→ RECORDS TO USE
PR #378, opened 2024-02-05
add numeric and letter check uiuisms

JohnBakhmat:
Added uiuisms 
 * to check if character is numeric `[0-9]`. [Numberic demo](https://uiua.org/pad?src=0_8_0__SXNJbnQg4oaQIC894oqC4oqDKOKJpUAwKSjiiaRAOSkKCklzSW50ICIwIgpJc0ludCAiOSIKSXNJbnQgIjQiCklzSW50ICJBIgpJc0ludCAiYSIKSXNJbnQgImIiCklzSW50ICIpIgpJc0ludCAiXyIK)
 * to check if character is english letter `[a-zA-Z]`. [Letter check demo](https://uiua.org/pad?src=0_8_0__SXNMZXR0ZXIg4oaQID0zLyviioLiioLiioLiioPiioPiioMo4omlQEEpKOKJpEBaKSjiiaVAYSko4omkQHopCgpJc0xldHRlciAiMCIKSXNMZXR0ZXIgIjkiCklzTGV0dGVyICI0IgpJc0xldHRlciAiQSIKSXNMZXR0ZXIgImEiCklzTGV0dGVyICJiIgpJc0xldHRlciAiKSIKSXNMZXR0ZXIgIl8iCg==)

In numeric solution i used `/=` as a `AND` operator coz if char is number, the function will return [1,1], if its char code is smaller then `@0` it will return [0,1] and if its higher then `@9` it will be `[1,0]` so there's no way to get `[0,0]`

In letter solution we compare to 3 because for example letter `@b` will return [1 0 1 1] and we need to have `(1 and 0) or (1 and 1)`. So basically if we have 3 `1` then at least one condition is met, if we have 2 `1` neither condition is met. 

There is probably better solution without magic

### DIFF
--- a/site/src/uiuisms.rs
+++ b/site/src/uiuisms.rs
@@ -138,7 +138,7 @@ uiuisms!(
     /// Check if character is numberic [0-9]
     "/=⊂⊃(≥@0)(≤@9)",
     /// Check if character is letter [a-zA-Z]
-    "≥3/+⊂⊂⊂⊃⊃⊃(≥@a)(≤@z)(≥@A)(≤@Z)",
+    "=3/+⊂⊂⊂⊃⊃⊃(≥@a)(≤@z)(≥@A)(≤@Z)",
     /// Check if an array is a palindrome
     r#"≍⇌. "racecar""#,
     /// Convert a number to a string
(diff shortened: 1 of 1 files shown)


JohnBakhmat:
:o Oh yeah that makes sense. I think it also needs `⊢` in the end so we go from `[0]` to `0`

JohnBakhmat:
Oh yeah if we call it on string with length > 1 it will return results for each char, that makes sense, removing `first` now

→ WORK ORDER
In the material above, please find every line that includes the word "uiuisms" and copy it.

→ EXERCISE ANSWER
add numeric and letter check uiuisms
Added uiuisms 
--- a/site/src/uiuisms.rs
+++ b/site/src/uiuisms.rs
@@ -138,7 +138,7 @@ uiuisms!(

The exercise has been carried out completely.